PR #24637, opened 2023-08-29
GP - Hotfix to correct previous merge issue

jaymckinney-enavate:
A previous merge placed code in the wrong procedure, which prevented accounts from being created when the migration was configured to only migrate GL master data.


nikolakukrika (approved):

JesperSchulz:

Build ID: 12048.

Issue #12381, opened 2021-05-17
[Extensibility Enhancement] Add Check for Max Field Length - Translation Module


pri-kise:
I'm using the translation module and I would like to know what do you think about a check for the Translation table that returns an error if the translation text exceeds the Max. Length of the table field?
https://github.com/microsoft/ALAppExtensions/blob/5c490ab80d8f5c4ac26641604eba79dbe1b1eb47/Modules/System/Translation/src/Translation.Table.al#L33

I could create a PR, which throws an error if you agree that this is the expected behaviour.

mazhelez:
@pri-kise interesting suggestion. Can you elaborate on that?

What are the scenarios you want to cover? What could be a useful reaction to such an error?

pri-kise:
In my opinion the common use case for the translation module is to enable the user to store translations for specific fields that are used as an alternative for Language Specific Documents / Records.
If i look into the baseapp that current has its own translation tables (Item Translation, Payment Method Translation), they are commonly used to transfer the translations as replacement of the default value (Default Language).
Therefore I would like to throw the error early in the process - while storing the translations - instead of resulting in a shortened translated text during runtime.

JesperSchulz:
I see your point! However, I'm not sure if an error maybe isn't too harsh? What if you'd like to store the proper translation, even if it doesn't fit into the field? Would that never be a scenario? Also, what about the system, where users already have stored translations which exceed the field length? How would we handle those once your rule has been implemented? Would we just truncate them?

Maybe this validation could be an optional thing you configure? Maybe it could just be a warning, which informs you that you've added a string which exceeds the field length?

I do see a valid use case here and we would love to see your PR, but you should rethink if an hard stop error is the right thing to implement :-)

Closing this issue and waiting eagerly to see your solution as a PR. Have a lovely weekend!

PR #24667, opened 2023-08-30
Check for Field Length on setting via UI

### LINKED ISSUE #1239: [Event Change] Table 81 - OnBeforeLookUpAppliesToDocCust
The publisher should contain a "Handled"-Flag and the record should be passed as VAR

image

image

Same for publisher
- OnBeforeLookUpAppliesToDocEmpl
- OnBeforeLookUpAppliesToDocVend

pri-kise:
Fixes  [#12381](https://github.com/microsoft/ALAppExtensions/issues/12381)
Currently the length check is optional an only performed via UI

### DIFF
--- a/Modules/System Test Libraries/Translation/src/TranslationTestTable.Table.al
+++ b/Modules/System Test Libraries/Translation/src/TranslationTestTable.Table.al
@@ -21,6 +21,10 @@ table 137121 "Translation Test Table"
         {
             Editable = false;
         }
+        field(4; TextFieldWithLimitedLength; Text[100])
+        {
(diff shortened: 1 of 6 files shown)


pri-kise:
Maybe @JesperSchulz you can take a look at this PR, since we had the communication on this old issue.

JesperSchulz:
I'll take a look!

JesperSchulz (approved):

JesperSchulz:
Releases with 23.0 🥳

JesperSchulz:

Build ID: 12071.

PR #24803, opened 2023-09-06
AL Rest Client

ajkauffmann:
Provides functionality to easily call REST web services

The module contains methods to support
- Calling web services with just one line of code
- Creating request content from Text, JSON, XML or binary data
- Read the response as Text, JSON, XML or binary data
- Authenticate using basic authentication

Some examples:
```
// Getting text
ResponseText := ALRestClient.Get(Url).Content().AsText();

// Getting binary data
TempBlob := ALRestClient.Get(Url).Content().AsBlob();

// Posting binary data and returning binary data
ALHttpContent.Create(TempBlob)
TempBlob := ALRestClient.Post(Url, ALHttpContent).Content().AsBlob();

// Getting a JsonObject
JsonObject := ALRestClient.GetAsJson(Url).AsObject();

// Posting a JsonObject and returning the result as JsonObject
JsonObject := ALRestClient.PostAsJson(Url, JsonObject).AsObject();

// Using Basic Authentication
HttpAuthenticationBasic.Initialize('user01', 'Password123');
ALRestClient.Initialize(HttpAuthenticationBasic);
ALHttpResponseMessage := ALRestClient.Get('https://httpbin.org/basic-auth/user01/Password123');
```

Remarks:
- Support for OAuth can be added later. A module is already available, but it requires some internal discussion.
- Telemetry signal RT0019 (Outgoing Web Service Request) will be lost for the ISV because the platform only sends it to the app that uses HttpClient directly. This needs to be addressed somehow.
- Documentation (like a readme.md file) can be generated from the XML comments, but maybe it's better to write a more extensive document how to use this new module.


Modules/System/AL Rest Client/src/ALHttpRequestMessage.Codeunit.al
```diff
@@ -0,0 +1,86 @@
...
+    begin
+        AssertInitialized();
+        HttpRequestMessage.SetRequestUri(Uri);
+    end;
+
+    /// <summary>Adds a request header to the HttpRequestMessage object.</summary>
+    /// <param name="HeaderName">The name of the header to add.</param>
+    /// <param name="HeaderValue">The value of the header to add.</param>
+    /// <remarks>If the header already exists, it will be overwritten.</remarks>
+    procedure AddRequestHeader(HeaderName: Text; HeaderValue: Text)
```
PeterConijn, line 46: Since you're using this to add authorization headers in the AL Rest Client Impl. codeunit, should this procedure not be tagged as NonDebuggable? Alternatively, there can be a separate procedure, e.g. AddAuthorizationHeader(HeaderName: Text; HeaderValue: Text) that is tagged as NonDebuggable.

Modules/System/AL Rest Client/src/Authentication/HttpAuthenticationBasic.Codeunit.al
```diff
@@ -0,0 +1,47 @@
+/// <summary>Implementation of the "Http Authentication" interface for a request that requires basic authentication</summary>
+codeunit 50304 "Http Authentication Basic" implements "Http Authentication"
+{
+    var
+        GlobalUsername, GlobalPassword : Text;
```
PeterConijn, line 5: I think these globals should also be tagged as NonDebuggable

PeterConijn (commented):
This looks really awesome, AJ. I did find some security considerations, but I can't wait until this is in BC

Modules/System/AL Rest Client/src/ALHttpContent.Codeunit.al
```diff
@@ -0,0 +1,264 @@
...
+        HttpContent.ReadAs(InStr);
+    end;
+
+    /// <summary>Gets the content of the HTTP response message as an XmlDocument.</summary>
+    /// <returns>The content of the HTTP response message as an XmlDocument.</returns>
+    /// <remarks>Fails in case the content is not a valid XML document.</remarks>
+    procedure AsXmlDocument() ReturnValue: XmlDocument
+    var
+        XmlReadOptions: XmlReadOptions;
+        xml: Text;
```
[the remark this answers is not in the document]
ajkauffmann: Good catch, removed it.

Modules/System/AL Rest Client/src/ALHttpResponseMessage.Codeunit.al
```diff
@@ -0,0 +1,99 @@
...
+    end;
+
+    /// <summary>Sets the HTTP response message.</summary>
+    /// <param name="ResponseMessage">The HTTP response message.</param>
+    procedure SetResponseMessage(var ResponseMessage: HttpResponseMessage)
+    begin
+        AssertInitialized();
+        HttpResponseMessage := ResponseMessage;
+        ALHttpContent := ALHttpContent.Create(ResponseMessage.Content);
+        HasResponse := true;
```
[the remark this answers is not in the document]
ajkauffmann: It's used as an internal flag to avoid reading values from an uninitialized HttpResponseMessage object.
There is a response if the status code has a non-zero value.
In theory, SetResponseMessage could be an internal procedure because it is normally only used after making the call. But for testing purposes if could be useful to have a public procedure.
And I don't think SetResponseMessage should return HasResponse. That does not have added value I'd say.

Modules/System/AL Rest Client/src/ALHttpResponseMessage.Codeunit.al
```diff
@@ -0,0 +1,99 @@
...
+    begin
+        Clear(HttpResponseMessage);
+        HasResponse := false;
+        Initialized := true;
+    end;
+
+    /// <summary>Indicates whether the HTTP response message has a success status code.</summary>
+    /// <returns>True if the HTTP response message has a success status code; otherwise, false.</returns>
+    /// <remarks>Any value in the HTTP status code range 2xx is considered to be successful.</remarks>
+    procedure IsSuccessStatusCode() Result: Boolean
```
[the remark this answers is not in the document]
ajkauffmann: I'm a big fan of using named return values. The reason for that is that I've read somewhere that giving return values a name turns them into assigned variables which theoretically is faster than using unnamed variables. I just can't find the source anymore.
The performance gain is probably very small for a single function but could have an impact when used as much as possible.

Modules/System/AL Rest Client/src/ALRestClientImpl.Codeunit.al
```diff
@@ -0,0 +1,153 @@
...
+
+    local procedure AssertInitialized()
+    begin
+        if not Initialized then
+            Error(NotInitializedErr);
+    end;
+
+    procedure SendRequest(var ALHttpRequestMessage: Codeunit "AL Http Request Message") ALHttpResponseMessage: Codeunit "AL Http Response Message"
+    begin
+        if not TrySendRequest(ALHttpRequestMessage, ALHttpResponseMessage) then;
```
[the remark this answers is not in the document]
ajkauffmann: This is up for discussion. I chose to catch the errors here and handle them later. The procedure Send will throw the error when there is a connection problem. But I believe that http status codes should not be handled in any way, that's up to the caller.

━━━━

TASK PROMPT: Extract each line from the listing that holds the word "microsoft".

SOLVED PROBLEM:
https://github.com/microsoft/ALAppExtensions/blob/5c490ab80d8f5c4ac26641604eba79dbe1b1eb47/Modules/System/Translation/src/Translation.Table.al#L33
Fixes  [#12381](https://github.com/microsoft/ALAppExtensions/issues/12381)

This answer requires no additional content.